Впрочем, правильное понимание здравого смысла пошло подполковнику на пользу: вскоре он превратился в полковника Квасникова, а художники были допущены к общению с танками.

Дабы живописцы не устраивали толкучки и не собачились из-за мест в первых рядах колонны, полковник поручил поддержание порядка проныре-прапорщику. Тот раздавал живописцам бирки с номерами, означавшими номер ряда. Понятно, что за престижные первые ряды прапорщик получал подношения коньяком и колбасами. Полковник смотрел на это сквозь пальцы, ибо прапорщик отлично справлялся со своими функциями, и художники полковнику не докучали.

Вслед за художниками на Приморское шоссе повалили музыканты, поэты, артисты и всякая шушера неопределимого творческого профиля. Почувствовав себя чем-то вроде директора Дворца культуры на свежем воздухе, полковник утешался тем, что рано или поздно все это кончится. Но поскольку в ФСБ даром хлеб не едят, он не терял бдительности, помня о постоянной угрозе вражеских провокаций. Прапорщик был обязан оперативно докладывать обо всех потенциально вредительских художественных изделиях и акциях.

Первой жертвой военной цензуры стала скульптура из собачьих какашек, принесенная достаточно известным в Петербурге художником. И сколько он ни уверял, что сия скульптура есть самое значимое художество в защиту окружающей среды, полковник остался непреклонен. Его письменный вердикт гласил: «Экспонат из собачьего дерьма с экспозиции снять».

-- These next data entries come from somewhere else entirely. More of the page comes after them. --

PR #789, opened 2015-12-09
Fix failing test for MongoDB connector

superkhau:
Connect to https://github.com/strongloop/loopback-connector-mongodb/pull/204

See the connector PR for discussions.

### DIFF
--- a/test/manipulation.test.js
+++ b/test/manipulation.test.js
@@ -492,7 +492,10 @@ describe('manipulation', function () {
     });
 
     it('should ignore unknown attributes when strict: true', function(done) {
-      person.updateAttributes({foo:'bar'},
+      // Using {foo: 'bar'} only causes dependent test failures due to the
+      // stripping of object properties when in strict mode (ie. {foo: 'bar'}
+      // changes to '{}' and breaks other tests
+      person.updateAttributes({name: 'John', foo:'bar'},
         function(err, p) {
           if (err) return done(err);
           should.not.exist(p.foo);


superkhau:
@raymondfeng The fix is here.

I hate the way we don't test in isolation, imported tests is such a hack IMO. ie. Juggler should make sure it works with the mongo connector, not the mongo connector testing it works with juggler.

test/manipulation.test.js
```diff
@@ -492,7 +492,7 @@ describe('manipulation', function () {
     });
 
     it('should ignore unknown attributes when strict: true', function(done) {
-      person.updateAttributes({foo:'bar'},
+      person.updateAttributes({name: 'John', foo:'bar'},
```
raymondfeng: Can you add a comment on why you need to change the test?

raymondfeng:
@superkhau I'm not sure if I agree. Here is the requirement:

1. Juggler is the ORM that expects certain behaviors from the connector
2. There are a set of tests in Juggler to make sure connectors implement the expected functions

When you add a new connector to LB, it needs to run the common tests to ensure it's complying with Juggler. The juggler defines the extension point and interface and connectors provide the implementation and contribute extensions to the extension point.

test/manipulation.test.js
```diff
@@ -492,7 +492,10 @@ describe('manipulation', function () {
     });
 
     it('should ignore unknown attributes when strict: true', function(done) {
-      person.updateAttributes({foo:'bar'},
+      // Using {foo: 'bar'} only causes dependent test failures due to the
+      // stripping of object properties when in strict mode (ie. {foo: 'bar'}
+      // changes to '{}' and breaks other tests
```
superkhau: @raymondfeng Comment added.

superkhau:
>1. Juggler is the ORM that expects certain behaviors from the connector

It defines the expected interface, this makes sense.

>There are a set of tests in Juggler to make sure connectors implement the expected functions

This I agree with, but it doesn't need to test the behavior of the expected functions. The extension points should be stubbed in the unit tests of Juggler. Just make sure the function (extension point) exists and can be called.

The connectors then should have their own set of tests that ensure conformity to the juggler's interface and a set of functional tests to ensure it works with the juggler in the expected way. That is of course in addition to the usual unit tests it should have itself to ensure it gets expected results even without Juggler.

This way, the Juggler can ensure the connectors implement the correct interface and the connectors are themselves responsible for its own behaviors (which vary depending on the connector and may vary depending on when it is working in unison with the Juggler).

This means juggler can work in isolation without connectors, and connectors are responsible for their own behaviors. If a test breaks in a the MongoDB connector for example, we won't need to make a fix in Juggler's hacky "imported" test (because Juggler doesn't test MongoDB behavior, only cares about the interface).

superkhau:
>When you add a new connector to LB, it needs to run the common tests to ensure it's complying with Juggler...

The key word is "it", which should be the responsibility of the connector to make sure its complying with the contract specified by Juggler.

>The juggler defines the extension point and interface and connectors provide the implementation and contribute extensions to the extension point. 

Yes, the Juggler should define the extension point and interface, but not behaviors. The connectors providing the impl should test the behaviors.

superkhau:
@slnode test please

superkhau:
@rmg How can I tell if this is safe to merge?

superkhau:
Actualy, the other dependents are unrelated. Only the redis connector is but those test failures are unrelated to this PR.

@raymondfeng LGTY?

superkhau:
@bajtos LGTY?

raymondfeng:
LGTM

superkhau:
TY

PR #790, opened 2015-12-14
[SEMVER-MAJOR] Always use bluebird as the Promise implementation

jannyHou:
This pr is created for updating files to use `bluebird` as promise library.
Details see here:
Connect to strongloop-internal/scrum-loopback#615

Related: https://github.com/strongloop/loopback/pull/1896

### DIFF
--- a/3.0-RELEASE-NOTES.md
+++ b/3.0-RELEASE-NOTES.md
@@ -5,3 +5,17 @@ always describe the impact on users and instructions for upgrading
 applications from 2.x to 3.0.
 
 See also https://github.com/strongloop/loopback/blob/master/3.0-DEVELOPING.md
+
+## Always use bluebird as promise library
+
+In version 3.0, we always use bluebird as our promise library
+instead of `global.Promise`.
+We consider Bluebird API a part of LoopBack API from now on,
+you are welcome to use any Bluebird-specific methods in your applications.
+
+If you are using LoopBack with a custom promise implementation provided
+via `global.Promise`,
+you will have to check all places where you are using non-standard promise API
+and update them to use Bluebird API instead.
+
+Please see [Related code change](https://github.com/strongloop/loopback-datasource-juggler/pull/790) here.
--- a/package.json
+++ b/package.json
@@ -32,12 +32,12 @@
     "node >= 0.6"
   ],
   "devDependencies": {
-    "bluebird": "^2.9.9",
     "mocha": "^2.1.0",
     "should": "^8.0.2"
   },
   "dependencies": {
     "async": "~1.0.0",
+    "bluebird": "^3.1.1",
     "debug": "^2.1.1",
     "depd": "^1.0.0",
     "inflection": "^1.6.0",
--- a/test/init.js
+++ b/test/init.js
@@ -26,7 +26,3 @@ if (!('getModelBuilder' in global)) {
     return new ModelBuilder();
   };
 }
-
-if (!('Promise' in global)) {
-  global.Promise = require('bluebird');
-}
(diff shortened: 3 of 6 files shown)


bajtos:
Hi @jannyHou, I guess this is a good start. Now you need to clean up `createPromiseCallback`. We no longer depend `global.Promise`, thus there is no need to check if it's defined. Also please move `bluebird` from `devDependencies` to `dependencies`.

bajtos:
Also remove these three lines and make sure tests are still passing on Node v0.10: https://github.com/strongloop/loopback-datasource-juggler/blob/1e9bbd27873077ef374ea5487121a70173757364/test/init.js#L30-L32

jannyHou:
Hi miroslav, I fixed 2 of 3 failures, actually the third one is an unhandled error msg instead of a failure(at least mocha doesn't count it), and I get the same error when I run the code cloned from master branch. I guess it's not caused by my change but I'll see how to fix it(because it seems related to promise).

And I created a list of promisified apis whose doc might need update:
https://github.com/strongloop-internal/scrum-loopback/issues/615#issuecomment-165314984

Thanks!

package.json
```diff
@@ -29,12 +29,12 @@
     "node >= 0.6"
   ],
   "devDependencies": {
-    "bluebird": "^2.9.9",
     "mocha": "^2.1.0",
     "should": "^5.0.0"
   },
   "dependencies": {
     "async": "~1.0.0",
+    "bluebird": "^2.9.9",
```
bajtos: While you are making this change, could you please upgrade Bluebird to 3.x?

bajtos:
> I fixed 2 of 3 failures, and now tests pass on node v.10. Actually the third one is an unhandled error msg instead of a failure(at least mocha doesn't count it), and I get the same error when I run the code cloned from master branch. I guess it's not caused by my change but I'll see how to fix it(because it seems related to promise).

The new code looks right.

> I commented if (!global.Promise) { //DoCheck } instead of delete, since I am not sure do we still need some check for promise library, I mean bluebird.

No need to keep that code in, we will always have the promise library as long as Node handles dependencies correctly (which is safe to assume).

> And I created a list of promisified apis whose doc might need update:
strongloop-internal/scrum-loopback#615 (comment)

:+1

test/init.js
```diff
@@ -27,6 +27,3 @@ if (!('getModelBuilder' in global)) {
   };
 }
 
-if (!('Promise' in global)) {
```
bajtos: Please remove the trailing empty line (L29) too.

bajtos:
@jannyHou code changes LGTM. Please rebase your patch on top of the current master and add an entry to https://github.com/strongloop/loopback-datasource-juggler/blob/master/3.0-RELEASE-NOTES.md

The idea is write a short text explaining loopback users (developers) what this change means for their applications and provide instructions how to upgrade.

@superkhau could you please help here?

bajtos:
> The idea is write a short text explaining loopback users (developers) what this change means for their applications and provide instructions how to upgrade.

Also include a link to this pull request to make it easy to look up more details if needed in the future.

3.0-RELEASE-NOTES.md
```diff
@@ -5,3 +5,10 @@ always describe the impact on users and instructions for upgrading
 applications from 2.x to 3.0.
 
 See also https://github.com/strongloop/loopback/blob/master/3.0-DEVELOPING.md
+
+## Always use bluebird as promise library
+
+In version 3.0, we always use bluebird as our promise library instead of `global.Promise`. We consider Bluebird API a part of LoopBack API from now on, you are welcome to use any Bluebird-specific methods in your applications.
```
bajtos: Please keep line width at 80 characters max, it makes it easier to review diffs.

bajtos:
One more minor comment to address. Once you address it, please go ahead and land the PR without waiting for another review.

PR #796, opened 2015-12-18
Various fixes in operation hooks

bajtos:
- `support/describe-operation-hooks.js` - add "loaded" hook to the list of described hooks
 - "loaded" hook in DAO.find - set `ctx.data`, not `ctx.instance`
 - "persisted" hook in DAO.updateAttributes - report `isNewInstance:false`
 - "persist" hook in DAO.updateOrCreate - report `isNewInstance` if the connector provides this info


raymondfeng:
LGTM

PR #797, opened 2015-12-19
Update should.js to 8.0.2

superkhau:


raymondfeng:
You probably need to upgrade connectors too as they share some common tests from juggler.

superkhau:
Yeah, but redis connector is failing. So CI is not running the other connector tests. ;( Do you think its safe to merge this and fix each other connector individually?

bajtos:
FWIW, some time ago, I submitted a patch adding an install script to juggler that could be used by connectors to pull in the right version of dependencies needed by the tests, see https://github.com/strongloop/loopback-datasource-juggler/pull/456. Perhaps it's time to resurrect it?

raymondfeng:
I am out of the office until 01/04/2016.

Happy holidays!


Note: This is an automated response to your message  "Re:
[loopback-datasource-juggler] Update should.js to 8.0.2 (#797)" sent on
12/21/15 2:46:10 PM.

This is the only notification you will receive while this person is away.

raymondfeng:
I am out of the office until 01/04/2016.

Happy holidays!


Note: This is an automated response to your message  "Re:
[loopback-datasource-juggler] Update should.js to 8.0.2 (#797)" sent on
12/21/15 2:46:06 PM.

This is the only notification you will receive while this person is away.

superkhau:
>FWIW, some time ago, I submitted a patch adding an install script to juggler that could be used by connectors to pull in the right version of dependencies needed by the tests, see #456. Perhaps it's time to resurrect it?

I don't see how this is related to the upgrade. The connector tests must be fixed individually to support 8.0.2 syntax. IIUC, the devDeps are a separate issue altogether.

@raymondfeng I'm going to run tests on individually connectors to see how broken they are before merging this. If they are relatively small and simple to fix, I will merge it in (I don't see any issues unless I run into platform specific issues in the tests). Then commmit the fixes for each connector individually (so that they pass individually first), then rerun the juggler tests to make sure it passes after the upgrade too.

@bajtos I'm going to move ahead with this plan soon and since @raymondfeng is out until 2016/01/04, please let me know your thoughts.

bajtos:
> I don't see how this is related to the upgrade. The connector tests must be fixed individually to support 8.0.2 syntax. IIUC, the devDeps are a separate issue altogether.

Connectors are running a test suite that is defined here in juggler, see e.g. [test/common.batch.js](https://github.com/strongloop/loopback-datasource-juggler/blob/dfda177ff7a2f3f6dce924e00c479b546f68f420/test/common.batch.js). Now if you change those tests to depend on should.js@8 API and connectors keep installing let's say should.js@5, then the shared tests may start failing. Which will happen immediately after you land this PR. On the other hand, if you upgrade the connectors to use should.js@8 first, then they will start failing too, because the tests in juggler are still using should.js@5 API. Catch-22!

Having said that, updating all connectors to use the latest should.js version is always a good thing to do, I don't have any objections.

The only important thing is to eventually end up with all connectors and juggler passing CI tests. I don't mind much how do you get there. @superkhau

superkhau:
>Catch-22!

Exactly this. ;) That's why I was asking if it was safe to upgrade juggler first, but from your explanation, it doesn't matter which route.

Now, regarding https://github.com/strongloop/loopback-datasource-juggler/pull/456, I see what you're saying now. It's an interesting idea, but messing with the package.json at runtime does seem kind of evil versus just upgrading package.json. I think we need less coupling/magic between juggler and connectors, so I will just upgrade package.json manually and the connectors as needed. On the other hand I like the automation idea, so I think ponder over the 456 PR a bit more. ;)

superkhau:
Closing this in favour of https://github.com/strongloop/loopback-datasource-juggler/pull/804 which is rebased.

PR #798, opened 2015-12-21
Add parameter caseInsensitive to validatesUniquenessOf validator

### LINKED ISSUE #607: Validate unique field case insesitive
Hello,

we have tried today to add a unique validation to a model of countries on the isoCode. I think there is missing a flag boolean "caseSensitive". Right now we can have 2 countries with iso codes: de, DE an unique validation doesn't trigger error.

beeman:
This patch adds an option to check the uniqueness of a value in a case insensitive way. 

Should fix #607, though I'm not sure if I overlooked any edge cases.


raymondfeng:
I am out of the office until 01/04/2016.

Happy holidays!


Note: This is an automated response to your message
"[loopback-datasource-juggler] Add parameter caseInsensitive to
validatesUniquenessOf validator (#798)" sent on 12/21/15 12:41:05 PM.

This is the only notification you will receive while this person is away.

Следующий, более серьезный скандальчик был связан с балетным холдингом. В мае, когда головной танк миновал поселок Комарово, на передовой появились юные выпускницы ГАС (Государственной Академии Стриптиза), дочернего предприятия Мариинского театра. Повертев попками перед прапорщиком, они получили бирку с престижным номером первым и незамедлительно начали свое шоу перед головным танком, под одобрительный свист и вой зрителей. Заинтересовавшись причиной ажиотажа, полковник посадил голых девиц в грузовик и выдворил за пределы дислокации вверенной ему танковой колонны. Стриптизерши предъявили дипломы своего достославного ВУЗа и угрожали ябедой, с намеком на статью «Враг балета», но полковник не счел их аргументацию значимой.

В Петербурге девицы пробились со своими жалобами на прием к губернатору. И вот тут-то она продемонстрировала, что умеет не только помахивать веером. Своим личным указом она сформировала Военно-полевой худсовет (ВПХ) в который вошли три академика, по одному от Эрмитажа, Русского музея и Мариинского театра. Четвертым членом «тройки» и ее председателем с правом решающего голоса был назначен полковник Квасников.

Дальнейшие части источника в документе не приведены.